Things I thought would magically change when Ike turned one (yes the day he turned one).

  1. Sleep.  Foolish, I know.  But everyone said that babies had a tough night schedule, and that you were lucky if your baby slept through the night, and all of the sleep help books address baby this and baby that.  Well I have a toddler.  I thought that meant that the sleeping problems would just disappear.  They have gotten much much worse thank you for asking.
  2. Milk.  This one can be chalked up to lack of research.  Apparently breastmilk is much tastier than cow’s milk per the unanimous poll of uncommunicating 12 month olds.  Apparently it is quite normal for a breastfed baby to refuse cow’s milk.  Apparently I should have probably considered this possibility after the formula rejection.  Apparently I have a hard time with this whole transitioning concept.  We mixed Ike’s milk for a while and 4 weeks later, he will accept only cow’s milk.  Heated preferably.  Unless he is desperate, at that point he’ll take it cold, or frozen, or I’m pretty sure I could put creamed spinach in the bottle and he would happily suck it down.
  3. Sippy Cups.  Ike was introduced to the sippy cup at 6 months, with water.  He spent a few months staring at it and throwing it on the floor.  Then a few months sucking water out and making a fountain with his mouth.  He pretty much still does both of these things.  With water.  He refuses to drink milk from a sippy cup altogether.  However, I was under the impression that he would suffer major developmental and dental issues if we did not take the bottles away when he turned one.  We did.  He suffered a bit of dehydration and a massive fit of general outrage.  Meh, maybe we will try again in a few months.
  4. Tantrums.  I thought this was a two year old toddler problem.  It is not.  I feel majorly duped, I know you seasoned parents knew about this, thanks a lot for the heads up!

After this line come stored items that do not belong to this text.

PR #1759, opened 2025-03-17
[WIP] Update missing CMAKE_CXX_COMPILER env in ubuntu dockerfile

jsutcodes:


jsutcodes:
seems to be more than just the missing env var, or it did not pick up after the load. Further investigation needed.

jsutcodes:
Ubuntu 24.04 LTS image installs with base of g++-13 and gcc-13.

@heinezen  @TheJJ 
Unsure if this is the correct fix.

 Could either move forward with standard 13 (as currently proposed)
  or
can change the Docker build process to manually install the standard 11 versions.

Please advise, merge or changes. Thanks!

TheJJ (commented):
looks alright! we just want the standard version shipped with the distro :)

TheJJ (approved):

  5. Follow Instructions.  Oh having a toddler is wonderful, they said.  They will go and get things for you, they said.  They will be happy to pickup things, and put things away, and be generally helpful if you make it like a game, they said.  They lied.  Here’s how our conversations go: “Ike put your little people in their box”  Ike hears  “run to the bathroom and unroll all the toilet paper”.

Toddlers are awesome.  But they are also babies still.  They are amazingly fast developing creatures, but they also need time to adjust to all the new changes.  We are both figuring this stuff out together, with no deadlines, no overnight changes, just mutually agreed upon plans.